Lines in the data below that contain the word "MyOptions" are to be copied.

───── The data ─────

PR #854, opened 2022-10-13
Add subclass of HasStorage for easy input fields

pmrv:
Instead of expanding #753 I've put together what I think is the simplest solution to the "verbosity" problem we've had over in [atomistics](https://github.com/pyiron/pyiron_atomistics/pull/799) (and elsewhere previously).

This defines a new subclass of `HasStorage`, `KeywordInput`, that should make it much easier to create this kind of code specific input classes.  I've opted let developers manually document options in the class docstring, because I've found generation of them a bit wonky.  In #753 we had also discussed type and range checking of values that would be nice to have, but since `GenericParameters` also doesn't have it, I think it's something we can bolt on later.  Especially this the HDF-layout is fixed now by `HasStorage` we'll have a lot of freedom in re-designing the input classes without backwards compatibility issues.

Since I've overridden `__setattr__` and I wanted to forbid modification of attributes after the class is initialized (so that users get an error if they misspell an option, e.g.), I had to introduce a little hack with `_finalize` variable.  It ain't pretty, but it works.

### DIFF
--- a/pyiron_base/__init__.py
+++ b/pyiron_base/__init__.py
@@ -9,6 +9,7 @@ from pyiron_base.interfaces.factory import PyironFactory
 from pyiron_base.storage.flattenedstorage import FlattenedStorage
 from pyiron_base.storage.hdfio import FileHDFio, ProjectHDFio
 from pyiron_base.storage.datacontainer import DataContainer
+from pyiron_base.storage.keyword import KeywordInput
 from pyiron_base.storage.inputlist import InputList
 from pyiron_base.storage.parameters import GenericParameters
 from pyiron_base.storage.filedata import load_file, FileDataTemplate, FileData
--- a/pyiron_base/storage/keyword.py
+++ b/pyiron_base/storage/keyword.py
@@ -1,0 +1,83 @@
+from pyiron_base.interfaces.object import HasStorage
+
+class KeywordInput(HasStorage):
+    """
+    Base class for keyword based input structures, that know how write themselves to HDF5.
+
+    Derive from this class and add a class level attribute `_defaults`, which can be any mapping from allowed keyword
+    names to their default values.
+
+    Example:
+
+    >>> from pyiron_base.storage.datacontainer import DataContainer
+    >>> class MyOptions(KeywordInput):
+    ...     '''
+    ...     Stores the options to my beautiful code.
+    ...
+    ...     Attributes:
+    ...         run_fast (bool): run fast or slow?
+    ...         foo_level (float): amount of foo-iness
+    ...     '''
+    ...
+    ...     _defaults = {
+    ...             'run_fast': False,
+    ...             'foo_level': .7,
+    ...             'suboptions': DataContainer({'bar': 23})
+    ...     }
+    >>> opt = MyOptions()
+    >>> opt.run_fast
+    False
+    >>> opt['foo_level'] = .1
+    >>> opt.foo_level
+    0.1
+    >>> opt['invalid_option']
+    Traceback (most recent call last):
+        ...
+    KeyError: 'invalid_option'
+    >>> opt.yet_another_option
+    Traceback (most recent call last):
+        ...
+    AttributeError: yet_another_option
+    >>> opt.suboptions.bar
+    23
+    >>> opt.suboptions.name = 'Donald'
+    >>> opt.suboptions
+    DataContainer({'bar': 23, 'name': 'Donald'})
+    """
+
+    _defaults = {}
+    _finalized = False
+
+    def __init__(self, *args, **kwargs):
+        if "group_name" not in kwargs:
+            kwargs["group_name"] = self.__class__.__name__.lower()
+        super().__init__(*args, **kwargs)
+        self._finalized = True
+        for k, v in self._defaults.items():
+            self.storage[k] = v
+
+    def __getitem__(self, name):
+        if name in self._defaults:
+            return self.storage[name]
+        else:
+            raise KeyError(name)
+
+    def __setitem__(self, name, value):
+        if name in self._defaults:
+            self.storage[name] = value
+        else:
+            raise KeyError(name)
+
+    def __getattr__(self, name):
+        if name in self._defaults:
+            return self.storage[name]
+        else:
+            raise AttributeError(name)
+
+    def __setattr__(self, name, value):
+        if not self._finalized:
+            object.__setattr__(self, name, value)
+        elif name in self._defaults:
+            self.storage[name] = value
+        else:
+            raise AttributeError(name)


pmrv:
Tests and such when we have decided to keep it.

liamhuber:
Absolutely no complaints about this. The `_finalize` is indeed a little wonky, but hey, whatever gets the job done.

However, as much as I don't have complaints about this, I wonder whether this is the time to bring in `traitlets`.

- 👍 No need to re-invent the wheel (has equivalent infrastructure for `_defaults` and `_finalized` already built in)
- 👍 :star: :star: :star: Trivially easy to bolt on validation (e.g. type checking) (or not! Optional but super easy)
- 👍 Makes it easy to put callbacks on input changes if we ever want that in the future
  - EDIT: 👍 :star: :star: :star: or in the present, e.g. can do sexy things like update some input when other input changes (populating `potential` when `structure` gets set in the example below)
- 👍 Really easy to subclass and use composition
- 👎 Docstring still needs to be manually populated with the fields, but at least that's not any *worse* than the implementation here.

I played around with it for the last hour or two and this is what I got. What do you think?

```python
from __future__ import annotations

from abc import ABC, ABCMeta, abstractmethod
from typing import TYPE_CHECKING, Optional

from pyiron_atomistics import Atoms
from pyiron_atomistics.atomistics.structure.factory import StructureFactory
from pyiron_atomistics.lammps import list_potentials
from pyiron_base import HasStorage
from traitlets import ( 
    Bool,
    Float, 
    HasTraits, 
    Instance,
    Int, 
    MetaHasTraits,
    TraitError, 
    TraitType, 
    Unicode,
    validate, 
)

if TYPE_CHECKING:
    import pyiron_base
    
class ABCTraitsMeta(MetaHasTraits, ABCMeta):
    # Bookkeeping necessity
    pass

class Input(HasTraits, HasStorage, ABC, metaclass=ABCTraitsMeta):
    """
    The traitlets library allows us to quite easily do type checking and help on our IO values.
    
    Since all these traits are accessible under the `traits()` method, we know where to find 
    everything that needs to wind up in `storage`. We can then do copying at the last minute 
    (during read/write).
    """
    
    _locked = Bool(default_value=False)
    
    def to_hdf(
        self, 
        hdf: pyiron_base.storage.hdfio.ProjectHDFio, 
        group_name: Optional[str] = None
    ):
        for k in self.traits().keys():
            setattr(self.storage, k, getattr(self, k))
        super().to_hdf(hdf, group_name=group_name)
    
    def from_hdf(
        self, 
        hdf: pyiron_base.storage.hdfio.ProjectHDFio, 
        group_name: Optional[str] = None
    ):
        for k, v in self.storage.items():
            setattr(self, k, v)
        if self._locked:
            self.lock()
            
    def lock(self):
        for t in self.traits().values():
            t.read_only = True
            
    def unlock(self):
        for t in self.traits().values():
            t.read_only = False
    
class MDInput(Input):
    """
    We can have pretty simply input using built-in trait types with a bit of extra validation
    """
    temperature = Float(default_value=273, help='Temperature in Kelvin (default is 273).')
    n_steps = Int(default_value=1, help='How many MD steps to run for (default is 1).')
    
    @validate('temperature')
    @validate('n_steps')
    def _non_negative(self, proposal):
        if proposal['value'] < 0:
            raise TraitError(
                f'Expected a non-negative value for {proposal["trait"].name} ' \
                f'but got {proposal["value"]}'
            )
        return proposal['value']
    
class StructureTrait(TraitType):
    """
    Power users can make custom trait types for our more complex situations. 
    """
    allow_none = True
    default_value = None
    info_text = 'An instance of pyiron_atomistics.Atoms to represent the atomic structure.'
    
    def validate(self, obj, value):
        if isinstance(value, Atoms):
            return value
        self.error(obj, value)
        
class AtomisticInput(Input):
    """
    Although in this case, our validation is so trivial we can just use the built-in 
    `Instance` type.
    """
    # structure = StructureTrait()
    structure = Instance(
        klass=Atoms, 
        allow_none=True, 
        default_value=None,
        help='An instance of pyiron_atomistics.Atoms to represent the atomic structure',
    )
    
class LammpsInput(AtomisticInput):
    potential = Unicode(
        allow_none=True, 
        default_value=None,
        help='The emprical potential for representing atomic interactions'
    )

    @validate('potential')
    def _valid_potential(self, proposal):
        if self.structure is None:
            raise TraitError('Please set a structure before setting a potential')
        elif proposal['value'] not in list_potentials(self.structure):
            raise TraitError(
                f'{proposal["value"]} is not a valid potential for this structure,' \
                f'please choose from among {list_potentials(self.structure)}'
            )
        return proposal['value']
    
    def __init__(self, *args, **kwargs):
        super().__init__(*args, **kwargs)
        self.observe(self._set_default_potential, names=['structure'])
        
    def _set_default_potential(self, structure_change):
        """
        Set the potential to the 0th available potential when changing the structure from 
        None to Atoms.
        """
        if structure_change['old'] is None and isinstance(structure_change['new'], Atoms):
            self.potential = list_potentials(structure_change['new'])[0]
    
class LammpsMDInput(LammpsInput, MDInput):
    """Sweet, sweet composition"""
    pass

# Let's see how it works

def case_minus1():
    lammps_input = LammpsMDInput()
    print("I find the help really annoying to access, and it doesn't populate the docstring at all")
    print("The actual help:", lammps_input.traits()['temperature'].help)
    print("What you get if you just ? the attribute:", lammps_input.temperature.__doc__)
    print("This is known and seems unlikely to change. Boo. https://github.com/ipython/traitlets/issues/461")
    

def case_0():
    print("Simple properties get validated nicely as expected, with our requested error message")
    lammps_input = LammpsMDInput()
    lammps_input.temperature = -4
    
def case_1():
    lammps_input = LammpsMDInput()
    print("Complains that you need a structure first")
    lammps_input.potential = 'foo'
        
    
def case_2():
    lammps_input = LammpsMDInput()
    print("potential automatically populated once there's a structure")
    lammps_input.structure = StructureFactory().bulk('Al', cubic=True)
    print(lammps_input.potential)
    print("Will complain that this isn't in the list of available structures:")
    lammps_input.potential = 'foo'

def case_3():
    lammps_input = LammpsMDInput()
    print("Traitlets doesn't observe internal changes to mutable traits")
    lammps_input.structure = StructureFactory().bulk('Al', cubic=True)
    lammps_input.structure[:] = 'Mg'
    print(lammps_input.potential)
    print("So the potential is still a pure-Al potential with NO WARNINGS!")

def case_4():
    lammps_input = LammpsMDInput()
    lammps_input.structure = StructureFactory().bulk('Al', cubic=True)
    lammps_input.structure[:] = 'Mg'
    print("""
Do we care? 
Should we just trust that if a user does something like that they should damned well know 
to update the potential?
I'm not convinced this represents and significant weakness over our current implementation
And the valid potentials get updated.
We can see that the list is now valid potentials for Mg:
    """)
    lammps_input.potential = 'foo'
    
def case_5():
    lammps_input = LammpsMDInput()
    lammps_input.temperature = 5
    print("We can easily freeze the values in, e.g. after they've been used to run a job")
    lammps_input.lock()
    lammps_input.temperature = 6
    
# case_minus1()   
# case_0()
# case_1()
# case_2()
# case_3()
# case_4()
# case_5()
```

pmrv:
I'm happy to use the `traitlets`, but I'd take some time to experiment.  How would we best package this so devs don't have to deal with traitlet internals?

pmrv:
So we just discussed that the `Input` class sketched here is probably very nice to build input classes for generic codes.  Thoughts from the other developers @samwaseda @jan-janssen ?  We'll need another approach for line based input (like lammps), but I don't see that as a fundamental issue.

liamhuber:
At the pyiron meeting today the response was favourable, so I'll make a PR with the traitlets based approach later today.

─────

## Answer to the exercise
+    >>> class MyOptions(KeywordInput):
+    >>> opt = MyOptions()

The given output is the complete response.